[INPUT DATA — start]

PR #63, opened 2024-06-20
INFRA-25890 Pelican Action: Add support for installing requirements.txt

janhoy:
Some web sites have custom Pelican plugins that require python modules. This PR will accept a new input `requirements` where user can specify name of a file to load python requirements from. Default is `requirements.txt`. If the specified file does not exist, we'll log a line and continue the build.

https://issues.apache.org/jira/browse/INFRA-25890


janhoy:
@sebbASF , @dfoulks1 This problem is needed for the Solr project website to re-enable a plugin we have been using. Appreciate a review.

PR #67, opened 2024-06-26
Requirments.txt should be truly optional

sebbASF:
Don't complain if requirements.txt does not exist; it should be optional.


gstein:
Thanks!

PR #76, opened 2024-10-17
Conditional BSP

sebbASF:
Pip will only take note of this if it is supported (props stack overflow)


dave2wave (commented):
Wouldn't a better approach be to switch to using venv like Ubuntu 24.04 prefers?

PR #77, opened 2024-12-03
Dfoulks/asciidoc

dfoulks1:
Requesting to add the AsciiDoc action (builds Asciidoc files and commits to perscribed branch)

## Uses 
* checkout@v3

## Process
* Checks out code
* Installs nodejs + asciidoc packages
* iterates through adoc files in `$srcfiles`
* moves HTML and `$assets` to tempdir.
* checks out new branch
* cleans out cruft
* commits new stuff to `$dest branch`


asciidoc/action.yml
```diff
@@ -0,0 +1,102 @@
...
+    - uses: actions/setup-node@v4
+    - name: Install AsciiDoc
+      shell: bash
+      # Install needs to run in separate shell so stdout is restored
+      run: |
+        (
+          test "${{ inputs.debug }}" == 'true' || exec >/dev/null
+          npm install
+        )
+        #      working-directory: "${{ inputs.srcdir }}"
```
assignUser, line 44:
```suggestion
```

asciidoc/action.yml
```diff
@@ -0,0 +1,102 @@
...
+    required: false
+    default: "presentations"
+  publish:
+    description: "Publish the site to the destination branch. If false, the site is built but not published."
+    required: false
+    default: "true"
+  output:
+    description: "AsciiDoc output directory"
+    required: false
+    default: 'output'
```
assignUser, line 23:
```suggestion
    default: "output"
```

asciidoc/action.yml
```diff
@@ -0,0 +1,102 @@
...
+  tempdir:
+    description: "Temporary Directory name"
+    required: false
+    default: 'output.tmp'
```
assignUser, line 27:
```suggestion
    default: "output.tmp"
```

asciidoc/action.yml
```diff
@@ -0,0 +1,102 @@
...
+  debug:
+    description: "AsciiDoc Debug mode"
+    required: false
+    default: 'false'
```
assignUser, line 31:
```suggestion
    default: "false"
```
For consistency

asciidoc/action.yml
```diff
@@ -0,0 +1,102 @@
...
+        # Remove all existing output so deletions will be captured
+        rm -rf "${{ inputs.output }}"
+        git rm --quiet -r --ignore-unmatch --cached "${{ inputs.output }}"/*
+        mv "${{ inputs.srcdir }}/${{ inputs.tempdir }}" "${{ inputs.output }}"
+        git diff # Show changes
+        git add "${{ inputs.output }}"
+        git status
+        if git commit -m "Commit build products"
+          then
+              git push
```
assignUser, line 98: I'm pretty sure this will fail as you are not setting up auth via `actions/checkout` or something.

asciidoc/action.yml
```diff
@@ -0,0 +1,102 @@
...
+    required: false
+    default: 'output.tmp'
+  debug:
+    description: "AsciiDoc Debug mode"
+    required: false
+    default: 'false'
+runs:
+  using: "composite"
+  steps:
+    - uses: actions/setup-node@v4
```
assignUser, line 35:
```suggestion
    - uses: actions/setup-node@39370e3970a6d050c480ffad4ff0ed4d3fdee5af # v4.1.0
```
While it's an offical action and this doesn't require pinning in workflows I think it still makes sense within an action as the user has no control over it?

asciidoc/action.yml
```diff
@@ -0,0 +1,102 @@
...
+    - name: 
+      shell: bash
+      run: |
+        mkdir "${{ inputs.tempdir }}"
+        ln -s "${{ github.action_path }}/convert-slides.js" .
+        for file in `ls`; do
+          if [[ "$(echo $file | awk -F. '{print $NF}')" != "adoc" ]]; then
+            continue
+          fi
+          echo $file
```
assignUser, line 56: Does this not make the output very noisy? Maybe use groups to structure the log see https://docs.github.com/en/actions/writing-workflows/choosing-what-your-workflow-does/workflow-commands-for-github-actions#grouping-log-lines

asciidoc/action.yml
```diff
@@ -0,0 +1,102 @@
...
+          node convert-slides.js $file
+          mv $(basename $file .adoc).html "${{ inputs.tempdir }}"/
```
assignUser, line 58:
```suggestion
          mv $(basename $file).html "${{ inputs.tempdir }}"/ 
```
Or did that serve a purpose there? I think it would just be dropped?

assignUser (commented):
Some comments, will have another look later

janhoy:
The name of this action is not precise. Asciidoc is a markdown format and can be used for writing books, READMEs or as in this case presentation slides with the reveal framework. So a better name for the action would probably be "presentations" or "slides" or "revealjs" or similar.

assignUser (commented):
Please also create a workflow to test the action with some sample input and some different options (obv publish is hard to test, we could create a test branch?).

You can also add npm to dependabot with asciidoc as a directory:
```yml
  - package-ecosystem: "npm"
    directory: "/asciidoc/"
    schedule:
      interval: "monthly"
```

dfoulks1:
@janhoy: Thanks for the suggestion! I'll update it to asciidoc-slides

asciidoc/action.yml
dfoulks1: would there be a way to test this / keep this hash up to date with dependabot or something? Trying to prevent having to touch this everytime there's an update.

asciidoc/action.yml
dfoulks1: This was all ripped from the pelican action. If there's a better / more GHA way to approach this, I'm 100% interested.

asciidoc/action.yml
dfoulks1: the basename command requires a suffix to strip.

asciidoc/action.yml
dfoulks1: this was pulled from the pelican action and has been tested against the infrastructure-presentations repo

dfoulks1 (commented):
responding to comments

asciidoc/action.yml
assignUser: yes dependabot can do it, just add the dir with action.yml to the `directories` list in dependabot.yml

asciidoc/action.yml
assignUser: ah that makes sense, if never needed that before :D

asciidoc/action.yml
assignUser: I assume the workflow using the pelican action called `actions/checkout` then.

You could make it a usage requirement to use this within an existing checkout but that should be documented specifically requiring that `persist-credentials:` is set to `true` otherwise this will fail.

asciidoc/action.yml
```diff
@@ -0,0 +1,115 @@
...
+    - run: npm install
+      shell: bash
+      working-directory: "${{ inputs.srcdir }}/${{ inputs.output }}"
+    - name: Setup Pages
+      uses: actions/configure-pages@v5
+    - name: Upload artifact
+      uses: actions/upload-pages-artifact@v3
+      with:
+        path: '${{ inputs.srcdir }}/${{ inputs.output }}'
+    - name: Deploy to GitHub Pages[
```
netomi, line 113: seems like a typo at the end '[' ?

asciidoc/action.yml
netomi: I would pin all actions also the ones coming from GitHub. The positive side effect is that your action does not have uncertainty wrt which exact action is being used. We have seen in the past that sometimes bugs are introduces in newly released versions and when you use just @v4 you will always get the latest released version of the v4 branch of that action. Having it pinned to an exact version makes actions more stable imho.

netomi: btw. you can use https://github.com/eclipse-csi/octopin for pinning.

install with `pipx install octocpin`

potiuk:

dave2wave:
Let's not close PRs from infrastructure staff.

potiuk:
Sure. I would love ot hear from @dfoulks1 if he is going to work on it, otherwise, it makes ittle sense to keep it. @dfoulks1 ?

dave2wave:
> > @dfoulks1 if you wish to finish this action then I suggest that you create a branch in the `infrastructure-actions` repository and move this code there. You can then create a Draft PR from the branch. This will have the advantage that we can test this using a real site like Incubator that uses asciidoc.
> 
> I'm curently using it as is in the infrastructure-presntations repo to test. let me pick this back up and over the finish line.

Two weeks ago in this PR.

potiuk:
Missed it - sorry

potiuk:
@dfoulks1 gentle nudge — back in April you mentioned picking this back up and taking it over the finish line. Still keen to land it? Moving the code to a branch in `infrastructure-actions` (as dave suggested) would let us test against a real asciidoc site like Incubator. No pressure — just checking whether it's still on your radar or should sit until you have bandwidth.

potiuk:
@dfoulks1 Could you rebase this onto latest `main` when you have a moment? Trying to get the open PRs current. Thanks!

[INPUT DATA — finish]

**THE TASK**.
The exercise is to copy out every line above that has the word "commented" in it.

**RESPONSE TO THE EXERCISE**.
dave2wave (commented):
assignUser (commented):
assignUser (commented):
dfoulks1 (commented):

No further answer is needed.